When you know you’re poor in spirit, it produces a spiritual mourning. The end result is you’re driven to Jesus by a revelation of your need.

Now apply the concept of what Jesus said to whatever it is you’re praying about. Just as a sinner is driven to Jesus by an awareness of his spiritual poverty, you can be driven to Jesus by an awareness of spiritual poverty. The poverty is, What is the present condition of my prayer object? What is the worst case scenario of my prayer object if the situation doesn’t change?

Now just as the sinner must think on his condition honestly enough and long enough for the Holy Spirit to change his heart, you, too, must do the same.

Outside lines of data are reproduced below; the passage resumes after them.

PR #4474, opened 2026-06-22
fix(docgen): generate CLI docs in one process

maphew:
Add a bulk help docs writer that emits the root CLI reference and website command pages from a single Cobra walk. Update the shell generator to call that mode, preserve the pure-Go docs binary guard, and refresh historical versioned CLI docs only when release snapshotting requests a specific version.

_Agent-Signature: codex-gpt-5.5-medium on behalf of matt wilkie_

### DIFF
--- a/cmd/bd/help_all.go
+++ b/cmd/bd/help_all.go
@@ -1,10 +1,12 @@
 package main
 
 import (
+	"bytes"
 	"errors"
 	"fmt"
 	"io"
 	"os"
+	"path/filepath"
 	"sort"
 	"strings"
 	"unicode"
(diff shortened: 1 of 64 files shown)


maphew:
The refactor is behavior-preserving for live docs and removes ~150 lines of duplicated shell logic. Two design observations a maintainer may want to weigh — both appear intentional, neither is a defect:

* scripts/check-cli-docs-drift.sh / scripts/check-doc-flags.sh — versioned-docs CI coverage is dropped entirely. Both scripts had their website/versioned_docs/*/cli-reference scanning removed, and the generator no longer rewrites those dirs on normal runs. Net effect: after this PR, nothing in CI validates the historical snapshots — they're only ever written by an explicit --versioned release run. This is the stated intent ("historical snapshots are release artifacts"), and is arguably more correct than the old behavior of rewriting a v1.0.0 snapshot to match dev main. Flagging only so the coverage reduction is a conscious choice.

* Altitude: bd help --docs-root makes the help command mutate the filesystem (writes files and, via removeMarkdownFiles, deletes *.md). Putting destructive doc-tree regeneration behind a help flag is mildly surprising, but it's consistent with the existing --doc/--all flags already hosted there, so it fits the established pattern.

Overall this looks solid and well-tested — I'd approve. The two notes above are context, not blockers.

You will find your heart getting softer and your emotions getting stirred.

If this still seems a little on the negative side for you, do the exact opposite (whatever works!). Think on the good that can happen if you keep praying. Either way…

Here comes urgency!

Lessons Learned

Lesson One. God wants to see real desire in my prayers. If I am only window shopping, I will take steps to intelligently increase my desire.

Lesson Two. I will remember that God uses the time interval between the prayer and the answer to grow me up into the image of Christ and to prepare me to rule and reign with Him on the new Earth throughout eternity.

Lesson Three. I will stop wearing myself out in the flesh trying to be a better prayer warrior, and will instead increase my sense of urgency in prayer by using the tool of honest exposure to the need. I will remember how it worked for Hannah in 1 Samuel 1:1-20).

Practical Exercise

Pray, “Lord, I know that every prayer doesn’t require me to pour out my soul. And I know that You love me, and that You’re so kind and longsuffering that You often answer prayers even when we should pray better. But I know that some things require more fervency and urgency in prayer.

“I’m going to do my best to expose myself to things that remind me of the importance of this prayer being answered. Will You please help me in this? I know You will; so I thank You now that my sense of urgency in prayer is growing.”